No desespero-estético lhe importa para sua breve alegria – que no fundo é uma melancolia assustadora – que o conceito lhe diga quem ele é, pois é este que deve tornar-lhe eterno, embora não passe de uma abstração da existência, e isso nada mais é do que negar a existência real, porque carece do eterno.
No segundo caso, o desespero-estético, ao querer ser ele próprio entra noutra problemática, tanto conceitual como existência-paradoxal. É nesse tanto como que está a expressão ou o terceiro elemento de uma trilogia, isto é, o inter-esse, pois o indivíduo fica jogado nesse espaço do tanto como, restando-lhe a escolha, a decisão; é preciso decidir. A partir do momento em que há a consciência da verdade, ou seja, da existência-paradoxal temos a tendência de conceituarmo-nos, dizer o que achamos de nós mesmo, e de ficarmos dependente de como nos conceituam, porque esse conceito deve ser efetuado no nada concreto; por isso entendemos a condição de ser paradoxal.
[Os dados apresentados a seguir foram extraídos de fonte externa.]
PR #426, opened 2022-01-22
refactor: support style for right-to-left read direction

LiKang6688:
1. Following [mui recommended steps ](https://mui.com/guides/right-to-left/)to change the direction of reading as [never use CSS to apply the base direction.](https://www.w3.org/International/questions/qa-html-dir), using stylist-plugin-rtl with emotion. And the side effect: Two arrows for two dropdowns displayed on the wrong side of the text in RTL are fixed

2. Applying emotion with styled to replace makestyles

3. Learning from [RTL Styling 101](https://rtlstyling.com/posts/rtl-styling), some icons are universal, and it doesn't require us to flip them.  So the layout and direction of arrows do not need to change. But the order and action of arrows need to change: In RTL, the first button from the right is the first page, the second button is the previous page. Following https://github.com/mui-org/material-ui/blob/master/packages/mui-material/src/TablePagination/TablePaginationActions.js#L65 to do the fix

Before:
Screenshot 2022-01-22 at 19 30 53

After:
Screenshot 2022-01-24 at 22 28 08


src/locale/locales/en.json
```diff
@@ -20,19 +20,19 @@
     "comment": "Label for the dropdown to select a page."
   },
   "SNTable.Pagination.FirstPage": {
-    "value": "First page",
+    "value": "Go to first page",
```
haxxmaxx, line 23: If you change these you need to get a new approval from @tklkan

src/mui-setup.js
```diff
@@ -20,8 +20,12 @@ export default function muiSetup() {
       outline: 'none',
     };
   }
+  const themeConfig = {
+    ...adaptV4Theme(muiConfig),
+    ...{ direction },
```
haxxmaxx, line 25:
```suggestion
    direction,
```

src/table/components/TablePaginationActions.jsx
```diff
@@ -8,61 +9,50 @@ import FirstPageIcon from '@mui/icons-material/FirstPage';
...
+});
+
+const CustomFormControl = styled(FormControl)({
+  flexDirection: 'row',
+});
+
 export default function TablePaginationActions(props) {
-  const classes = useStyles();
-  const { page, lastPageIdx, onPageChange, keyboard, tableWidth, translator, isInSelectionMode } = props;
+  const { direction, page, lastPageIdx, onPageChange, keyboard, tableWidth, translator, isInSelectionMode } = props;
```
haxxmaxx, line 54: destruct in row above for consistency

haxxmaxx:
> After: Screenshot 2022-01-24 at 22 28 08

Evertyhing in the footer is strange except for the buttons

LiKang6688:
> > After: Screenshot 2022-01-24 at 22 28 08
> 
> Evertyhing in the footer is strange except for the buttons

I thought the same initially. 
But only 'of 132 100-2' is wrong. The error is from MUI itself. I will create a fix-PR for MUI.
The rest in the footer is correct.

src/table/components/TablePaginationActions.jsx
```diff
@@ -72,44 +62,54 @@ export default function TablePaginationActions(props) {
...
+      if (type === 'FirstPage') {
+        iconType = 'LastPage';
+      } else if (type === 'PreviousPage') {
+        iconType = 'NextPage';
+      } else if (type === 'NextPage') {
+        iconType = 'PreviousPage';
+      } else if (type === 'LastPage') {
+        iconType = 'FirstPage';
+      }
+    }
```
haxxmaxx, line 76: I would put this `icons` object. So you add `FirstPageRTL: LastPageIcon` and so on. The when you something like
```
iconType = `${type}${isRTL ? 'RTL' : ''}`
```

src/table/components/TableWrapper.jsx
```diff
@@ -15,33 +15,30 @@ import { updateFocus, handleResetFocus, handleFocusoutEvent } from '../utils/han
...
+  justifyContent: 'flex-end',
+});
+
+const TableContainerSection = styled(TableContainer)(({ containerMode }) => ({
+  height: containerMode ? '100%' : 'calc(100% - 52px)',
+  overflow: containerMode ? 'hidden' : 'auto',
+}));
+
+const CustomTablePagination = styled(TablePagination)(({ paginationHidden }) => ({
+  display: paginationHidden && 'none',
```
haxxmaxx, line 35: does this update when going back and forth between analysis/edit?

src/table/components/TableWrapper.jsx
```diff
@@ -147,9 +141,9 @@ export default function TableWrapper(props) {
       }
     >
       <AnnounceElements />
-      <TableContainer
+      <TableContainerSection
         ref={tableContainerRef}
-        className={classes[containerMode]}
+        containerMode={constraints.active}
```
haxxmaxx, line 146: Ah now I see how it updates, nice

src/table/components/TableWrapper.jsx
LiKang6688: yes, it does. I think that we have a unit test covering it. I gonna double check.

haxxmaxx:
> I thought the same initially. But only 'of 132 100-2' is wrong. The error is from MUI itself. I will create a fix-PR for MUI. The rest in the footer is correct.
> 
> BTW, in mui.com, we can set rtl in settings to check the looking of the table.

You're absolutely right, it just looks wrong in english 🙃

src/table/components/TablePaginationActions.jsx
haxxmaxx: isRTL is only used here so no need to create the constant

src/mui-setup.js
```diff
@@ -20,8 +20,12 @@ export default function muiSetup() {
       outline: 'none',
     };
   }
+  const themeConfig = {
+    ...adaptV4Theme(muiConfig),
```
haxxmaxx, line 24: Do we still need this? I thought it was to still be able to use makeStyles. Is it because muiConfig still is on mui v4 "format"?

LiKang6688: You are right. I do not think I am capable to update the format of muiConfig to use V5 theme yet. Side effects could happen that I am not aware of. 
I will work on it in the future on a separate branch.

tklkan (approved):

src/table/components/TablePaginationActions.jsx
LiKang6688: I think I understand what you mean now. Sure. Done.

src/table/components/TablePaginationActions.jsx
```diff
@@ -119,18 +119,25 @@ export default function TablePaginationActions(props) {
...
       {showFirstLast && getButton(onFirstPage, 0, 'FirstPage')}
       {getButton(onFirstPage, page - 1, 'PreviousPage')}
-      {getButton(onLastPage, page + 1, 'NextPage', !showFirstLast ? handleLastButtonTab : null)}
+      {getButton(
+        onLastPage,
+        page + 1,
+        'NextPage',
+
+        !showFirstLast ? handleLastButtonTab : null
+      )}
```
haxxmaxx, line 133: This doesn't look right

haxxmaxx (approved):

src/table/components/TablePaginationActions.jsx
LiKang6688: the format does not work in this case. Fixed. Thanks.

LiKang6688:
https://user-images.githubusercontent.com/4471489/151516781-6665596e-b753-436a-a0d0-4868bcec6a1e.mov

In this PR, using emotion as style engine (By default, MUI components come with emotion as their style engine. ) and creating a new cache instance that uses the stylis-plugin-rtl.

It causes an issue that CSS style will be duplicated as shown in the video.

haxxmaxx:
> It causes an issue that CSS style will be duplicated as shown in the video.

Hmm, I thought that it wouldn't do that anymore... Do you know if it is the same on main? I've seen the problem before, but maybe we have solved it for the table, don't rembember

LiKang6688:
> > It causes an issue that CSS style will be duplicated as shown in the video.
> 
> Hmm, I thought that it wouldn't do that anymore... Do you know if it is the same on main? I've seen the problem before, but maybe we have solved it for the table, don't rembember

It is caused by 
```
const cacheRtl = createCache({
  key: 'muirtl',
  stylisPlugins: [rtlPlugin],
});
<CacheProvider value={cacheRtl}></CacheProvider>
```

A new PR will come, which uses styled-components to avoid the issue.

LiKang6688:
> > > It causes an issue that CSS style will be duplicated as shown in the video.
> > 
> > 
> > Hmm, I thought that it wouldn't do that anymore... Do you know if it is the same on main? I've seen the problem before, but maybe we have solved it for the table, don't rembember
> 
> It is caused by
> 
> ```
> const cacheRtl = createCache({
>   key: 'muirtl',
>   stylisPlugins: [rtlPlugin],
> });
> <CacheProvider value={cacheRtl}></CacheProvider>
> ```
> 
> A new PR will come, which uses styled-components instead of emotion to avoid the issue.

haxxmaxx:
> > > It causes an issue that CSS style will be duplicated as shown in the video.
> > 
> > 
> > Hmm, I thought that it wouldn't do that anymore... Do you know if it is the same on main? I've seen the problem before, but maybe we have solved it for the table, don't remember
> 
> On the main branch, there is no such issue.
> 
> It is just caused by
> 
> ```
> const cacheRtl = createCache({
>   key: 'muirtl',
>   stylisPlugins: [rtlPlugin],
> });
> <CacheProvider value={cacheRtl}></CacheProvider>
> ```
> 
> A new PR will come, which uses styled-components instead of emotion to avoid the issue.

Ok so without cacheRtl it wouldn't be a problem? We are considering to use it in other projects
Go ahead and close this one then :)

LiKang6688:
> > > > It causes an issue that CSS style will be duplicated as shown in the video.
> > > 
> > > 
> > > Hmm, I thought that it wouldn't do that anymore... Do you know if it is the same on main? I've seen the problem before, but maybe we have solved it for the table, don't remember
> > 
> > 
> > On the main branch, there is no such issue.
> > It is just caused by
> > ```
> > const cacheRtl = createCache({
> >   key: 'muirtl',
> >   stylisPlugins: [rtlPlugin],
> > });
> > <CacheProvider value={cacheRtl}></CacheProvider>
> > ```
> > 
> > 
> >     
> >       
> >     
> > 
> >       
> >     
> > 
> >     
> >   
> > A new PR will come, which uses styled-components instead of emotion to avoid the issue.
> 
> Ok so without cacheRtl it wouldn't be a problem? We are considering to use it in other projects Go ahead and close this one then :)

Right, emotion does not cause such an issue. The problem comes from cacheRtl.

Ao som da expressão: é preciso decidir, após a vivência do desespero-ético, Kierkegaard vê o ponto fundamental para o indivíduo tornar-se um cavaleiro da fé.
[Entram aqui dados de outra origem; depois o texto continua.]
PR #455, opened 2022-02-24
feat: when the backgroundColor is transparent, adjust that based on the header content color

LiKang6688:


src/table/utils/styling-utils.js
```diff
@@ -60,8 +60,14 @@ export const isUnset = (prop) => !prop || JSON.stringify(prop) === JSON.stringif
 
 export function getHeadStyle(layout, theme) {
   const header = layout.components?.[0]?.header;
-
-  return getBaseStyling(header, 'header', theme);
+  const headStyle = getBaseStyling(header, 'header', theme);
+  const setBackgroundColor = isDarkColor(headStyle.color) ? '#FAFAFA' : '#323232';
```
haxxmaxx, line 64: rename to `backgroundColor`, this sounds like a setter, not the value of the background Color

LiKang6688: yup

haxxmaxx (approved):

Ao som de “é preciso decidir”, o indivíduo deparar-se-á com inúmeras possibilidades de escolhas. Verá que o geral é uma aglomeração de indivíduos, onde não há rosto, mas apenas um volume, uma quantidade que afirma a objetividade e nega a subjetividade. Mas ao olhar para si mesmo enquanto indivíduo subjetivo, confrontar-se-á com o que lhe é mais estranho, sua própria subjetividade. Sua subjetividade lhe é estranha porque ele ainda não se reconhece e porque lhe foi negado pela filosofia moderna, existir antes de pensar. Essa filosofia, segundo Kierkegaard, erra ao dizer que o indivíduo deve tornar-se objetivo, que a ciência deve explicar objetivamente a verdade da existência-paradoxal. Em contra partida, o elogio kierkegaardiano dirige-se ao Cristianismo, o qual ensina que a paixão é subjetiva e que não existe objetivamente, isto é, que a fé deve tornar-se subjetiva. O homem deve buscar essa verdade subjetivamente; eis a tarefa mais elevada a todos os seres humanos. A fé é entendida como possibilidade onde fica o inter-esse para a suspensão do telos do desespero-estético.

2 comentários:

  1. Eu gostaria de saber que relação tem a experiência da vida na infância com p estágio estético de que fala Kierkgaard? O estágio estético é a primeira fase da vida onde beleza, prazer, bondade são vivencias interessantes. A psicologia infantil explica mas deixa a desejar.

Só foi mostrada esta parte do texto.